An exact repetition of all the entries that follow is required.

[[ Data shown open ]]

PR #719, opened 2023-08-30
nodeSelector fix

adamajt-l:
[nodeSelector](https://github.com/humio/humio-operator/blob/fac3ed3b75de8f77262dbf5e7efcf5d216825ac0/charts/humio-operator/values.yaml#L24C5-L24C5) is mentioned in values file, but in deployment template nodeSelectors is required. Small fix to unify naming with k8s.


SaaldjorMike (approved):
Good catch. Thank you!

PR #721, opened 2023-08-30
Release operator helm chart 0.19.1

jswoods:


davidylee:
Do you also need to update the values.yaml tag?

davidylee (approved):

charts/humio-operator/Chart.yaml
```diff
@@ -1,6 +1,6 @@
 apiVersion: v1
 name: humio-operator
-version: 0.19.0
+version: 0.19.1
 appVersion: 0.19.0
```
someword, line 4: does the appVersion value need to be bumped or is that only when doing a major/minor bump?

someword (approved):

charts/humio-operator/Chart.yaml
jswoods: This is only bumped when also releasing a new image. In this case the release is only for the helm chart.

PR #732, opened 2023-09-12
Bump kind, cert-manager & k8s.io dependencies and k8s versions used in e2e workflow

SaaldjorMike:


SaaldjorMike:
```
+ helm install cert-manager jetstack/cert-manager --namespace cert-manager --version v1.12.4 --set installCRDs=true --set 'global.imagePullSecrets[0].name=regcred'
Error: INSTALLATION FAILED: chart requires kubeVersion: >= 1.22.0-0 which is incompatible with Kubernetes v1.21.14
```

jswoods (approved):

PR #734, opened 2023-09-12
Bump kind and k8s versions used in e2e workflow

SaaldjorMike:


SaaldjorMike:
Moving this into https://github.com/humio/humio-operator/pull/732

[[ Data shown closed ]]

• _Your solution_
PR #719, opened 2023-08-30
nodeSelector fix

adamajt-l:
[nodeSelector](https://github.com/humio/humio-operator/blob/fac3ed3b75de8f77262dbf5e7efcf5d216825ac0/charts/humio-operator/values.yaml#L24C5-L24C5) is mentioned in values file, but in deployment template nodeSelectors is required. Small fix to unify naming with k8s.


SaaldjorMike (approved):
Good catch. Thank you!

PR #721, opened 2023-08-30
Release operator helm chart 0.19.1

jswoods:


davidylee:
Do you also need to update the values.yaml tag?

davidylee (approved):

charts/humio-operator/Chart.yaml
```diff
@@ -1,6 +1,6 @@
 apiVersion: v1
 name: humio-operator
-version: 0.19.0
+version: 0.19.1
 appVersion: 0.19.0
```
someword, line 4: does the appVersion value need to be bumped or is that only when doing a major/minor bump?

someword (approved):

charts/humio-operator/Chart.yaml
jswoods: This is only bumped when also releasing a new image. In this case the release is only for the helm chart.

PR #732, opened 2023-09-12
Bump kind, cert-manager & k8s.io dependencies and k8s versions used in e2e workflow

SaaldjorMike:


SaaldjorMike:
```
+ helm install cert-manager jetstack/cert-manager --namespace cert-manager --version v1.12.4 --set installCRDs=true --set 'global.imagePullSecrets[0].name=regcred'
Error: INSTALLATION FAILED: chart requires kubeVersion: >= 1.22.0-0 which is incompatible with Kubernetes v1.21.14
```

jswoods (approved):

PR #734, opened 2023-09-12
Bump kind and k8s versions used in e2e workflow

SaaldjorMike:


SaaldjorMike:
Moving this into https://github.com/humio/humio-operator/pull/732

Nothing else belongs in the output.